Majukan penghitung RNG berbasis penghitung.
Status RNG setelah `rng_read_and_skip(n)` akan sama dengan setelah `uniform([n])` (atau distribusi lainnya). Peningkatan aktual yang ditambahkan ke penghitung adalah pilihan implementasi yang tidak ditentukan.
Jika algoritme input adalah RNG_ALG_AUTO_SELECT, pencacah dalam keadaan harus berukuran int64[2], ukuran pencacah maksimal saat ini di antara algoritme.
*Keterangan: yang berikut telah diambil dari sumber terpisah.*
PR #87, opened 2021-06-17
Database Versioning

td202:
These changes are extracted from #1.

## Purpose

Add version metadata to the tree state database. The purpose of this is to support the database exporter in the context of future protocol updates. Since the database exporter does not have the context to determine the protocol version (and therefore serialization format) for a tree state database without this metadata. (Previously, it could always assume a particular version, but in future it will not be able to.)

## Changes

Global state database now includes version metadata. The treestate directory and blockstate file names are suffixed with "-0" to indicate genesis index 0, for compatibility with protocol updates.  A legacy database will automatically be migrated by renaming and adding version metadata.

## Checklist

      hard-to-understand areas.


concordium-consensus/src/Concordium/External.hs
```diff
@@ -298,6 +302,22 @@ handleStartExceptions logM c =
...
+    unless (blockStateExists || treeStateExists) $ do
+        oldBlockStateExists <- doesFileExist $ dbPath </> "blockstate" <.> "dat"
+        oldTreeStateExists <- doesDirectoryExist $ dbPath </> "treestate"
+        when (oldBlockStateExists && oldTreeStateExists) $ do
+            logM GlobalState LLInfo "Migrating global state from legacy version."
+            renameFile (dbPath </> "blockstate" <.> "dat") (dbPath </> "blockstate-0" <.> "dat")
+            renameDirectory (dbPath </> "treestate") (dbPath </> "treestate-0")
+            runLoggerT (addDatabaseVersion (dbPath </> "treestate-0")) logM
+            logM GlobalState LLInfo "Migration complete."
+
```
abizjak, line 320: Wouldn't it be cleaner if this also logged something if there is a partial database.

Additionally, we already have database versioning at the "outer layer", the database directory is passed in when the node is started, and it is currently `database-v4`. It seems confusing to have this versioning at two different layers in different naming schemes.

concordium-consensus/src/Concordium/External.hs
```diff
@@ -405,11 +427,13 @@ startConsensusPassive ::
...
         appData <- peekCStringLen (appDataC, fromIntegral appDataLenC)
+        -- Do globalstate migration if necessary
+        migrateGlobalState appData logM
         let runtimeParams = RuntimeParameters {
               rpBlockSize = fromIntegral maxBlock,
               rpBlockTimeout = fromIntegral timeout,
-              rpTreeStateDir = appData </> "treestate",
-              rpBlockStateFile = appData </> "blockstate",
+              rpTreeStateDir = appData </> "treestate-0",
+              rpBlockStateFile = appData </> "blockstate-0",
```
abizjak, line 436: Document the choice of naming please.

concordium-consensus/src/Concordium/GlobalState/Persistent/LMDB.hs
```diff
@@ -172,25 +245,28 @@ dbStepSize = 2^(26 :: Int) -- 64MB
...
   -- ^Open read only
+  -> Int
+  -- ^Initial database size
   -> IO (DatabaseHandlers pv st)
-makeDatabaseHandlers treeStateDir readOnly = do
+makeDatabaseHandlers treeStateDir readOnly initSize = do
   _storeEnv <- mdb_env_create
-  mdb_env_set_mapsize _storeEnv dbInitSize
-  mdb_env_set_maxdbs _storeEnv 4
+  mdb_env_set_mapsize _storeEnv (initSize + dbStepSize - initSize `mod` dbStepSize)
```
abizjak, line 268: Is the idea of this that the initial size is a multiple of step size?

It would be useful to be clear about why that is important, so that this is not changed in future updates.

concordium-consensus/src/Concordium/GlobalState/Persistent/LMDB.hs
```diff
@@ -199,30 +275,124 @@ makeDatabaseHandlers treeStateDir readOnly = do
...
+--
+-- This is required for functionality such as the block exporter, which reads the database but does
+-- not have sufficient context to infer the protocol version.
+openReadOnlyDatabase
+  :: FilePath
+  -- ^Path of database
+  -> IO (Maybe VersionDatabaseHandlers)
+openReadOnlyDatabase treeStateDir = do
+  _storeEnv <- mdb_env_create
+  mdb_env_set_mapsize _storeEnv dbInitSize
```
abizjak, line 298: Why is the initial env size set differently for the read-only database?

concordium-consensus/src/Concordium/GlobalState/Persistent/LMDB.hs
```diff
@@ -199,30 +275,124 @@ makeDatabaseHandlers treeStateDir readOnly = do
...
+  mdb_env_set_maxdbs _storeEnv databaseCount
+  mdb_env_set_maxreaders _storeEnv 126
+  -- TODO: Consider MDB_NOLOCK
+  mdb_env_open _storeEnv treeStateDir [MDB_RDONLY]
+  (_metadataStore, mversion) <- transaction _storeEnv True $ \txn -> do
+    _metadataStore <- MetadataStore <$> mdb_dbi_open' txn (Just metadataStoreName) []
+    mversion <- loadRecord txn _metadataStore versionMetadata
+    return (_metadataStore, mversion)
```
abizjak, line 306: Why is it not necessary to handle the resizing problem in this transaction?

concordium-consensus/src/Concordium/GlobalState/Persistent/LMDB.hs
```diff
@@ -199,30 +275,124 @@ makeDatabaseHandlers treeStateDir readOnly = do
...
+            -- protocol version itself, since the database handlers are parametric in the protocol
+            -- version.
+            case promoteProtocolVersion vmProtocolVersion of
+                SomeProtocolVersion (_ :: SProtocolVersion pv) ->
+                    transaction _storeEnv True $ \txn -> do
+                        _blockStore <- BlockStore <$> mdb_dbi_open' txn (Just blockStoreName) []
+                        _finalizationRecordStore <- FinalizationRecordStore <$> mdb_dbi_open' txn (Just finalizationRecordStoreName) []
+                        _finalizedByHeightStore <- FinalizedByHeightStore <$> mdb_dbi_open' txn (Just finalizedByHeightStoreName) []
+                        _transactionStatusStore <- TransactionStatusStore <$> mdb_dbi_open' txn (Just transactionStatusStoreName) []
+                        return (Just (VersionDatabaseHandlers @pv DatabaseHandlers{..}))
```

Dalam hal ini, operasi ini akan mengelola penghitung seolah-olah itu adalah bilangan bulat 128-bit dengan tata letak [lower_64bits, higher_64bits]. Jika suatu algoritma membutuhkan kurang dari 128 bit untuk penghitung, itu harus menggunakan bagian kiri dari int64 [2]. Dengan cara ini, int64[2] kompatibel dengan semua algoritme RNG saat ini (Philox, ThreeFry, dan xla::RandomAlgorithm::RNG_DEFAULT). Operasi RNG hilir dengan demikian dapat menggunakan penghitung ini dengan algoritma RNG apa pun.
Metode Publik
Keluaran <Panjang> | sebagai Keluaran () Mengembalikan pegangan simbolis tensor. |
RngReadAndSkip statis | |
Keluaran <Panjang> | nilai () Nilai lama variabel sumber daya, sebelum bertambah. |
Metode yang Diwarisi
Metode Publik
Output publik <Panjang> sebagaiOutput ()
Mengembalikan pegangan simbolis tensor.
Input ke operasi TensorFlow adalah output dari operasi TensorFlow lainnya. Metode ini digunakan untuk mendapatkan pegangan simbolis yang mewakili perhitungan input.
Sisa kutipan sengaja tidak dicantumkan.